Rules-Based and Probabilistic Entity Resolution
By Robert Barker, Infoglide Senior VP and Chief Marketing Officer
If you’ve followed recent developments in the entity resolution market, including the recent re-positioning of existing vendors like Netrics and Initiate Systems, you may have heard discussion about the relative merits of rules-based entity resolution using attribute-specific analytics versus probabilistic entity resolution that uses mathematical analytics exclusively. Facts can get distorted in the heat of discussion, so let’s examine a few of the arguments and then look at the facts:
- Rules-based systems can only yield binary answers; i.e. they require that attributes either match exactly or not.
- Rules-based systems demand that all data sources be centralized and rationalized.
- Probabilistic-only entity resolution systems enable decision-making based on relative likelihood, while rules-based systems do not.

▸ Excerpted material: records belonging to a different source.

PR #6311, opened 2021-04-08
PancakeTools Token

marketingcryptoagency:
Add PancakeTools Token

### DIFF
--- a/blockchains/smartchain/assets/0x3b831d36ed418e893F42d46ff308C326C239429f/info.json
+++ b/blockchains/smartchain/assets/0x3b831d36ed418e893F42d46ff308C326C239429f/info.json
@@ -2,7 +2,7 @@
     "name": "PancakeTools",
     "website": "https://pancaketools.com/",
     "description": "PancakeTools first binance chain pair & pool explorer based on data from PancakeSwap. Control you trading on PancakeSwap",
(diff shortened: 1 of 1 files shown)


marketingcryptoagency:
please check the same and update us

catenocrypt:
Please change the id field in the info json

❌ Id does not match contract, should be 0x3b831d36ed418e893F42d46ff308C326C239429f, not 0x3b831d36ed418e893f42d46ff308c326c239429f. Please rename.

marketingcryptoagency:
> Please change the id field in the info json
> 
> ❌ Id does not match contract, should be 0x3b831d36ed418e893F42d46ff308C326C239429f, not 0x3b831d36ed418e893f42d46ff308c326c239429f. Please rename.

I have tried to rename it, and it works on my Github Desktop, but the same is not committed to Github. Please help!

catenocrypt:
This refers to the id field within the info.json file, not the filename! Please change the id field in the file.

erience:
@catenocrypt  please update the status

marketingcryptoagency:
@catenocrypt  looks like issue is fixed, CI passed. 

however merge-boot has some objections for some reason... I assume it is confused because all this previous errors.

FACT: The best systems use the best of rules and similarity searching technology, enabling them to compute the distance between attributes and make complex decisions based on those calculations. These hybrid solutions can actually run more efficiently while providing better results.
FACT: Flexible systems do not require data sources to be centralized, warehoused, or have conforming schemas.
FACT: It’s possible to combine the best of rules and probability to create effective identity resolution solutions that make decisions based on relative likelihood.
“One size fits all” doesn’t work well in many domains, and it unnecessarily constrains the development of entity resolution solutions. For example, suppose your solution needs to include automobile license plate numbers as one attribute to help resolve entities. Mathematical probability won’t detect that “13” is similar to “B” while an attribute-specific analytic quickly makes the connection.
So what’s the takeaway? Be skeptical when you hear that rules and probability don’t mix. More importantly, question why you have to choose one or the other when you could have both.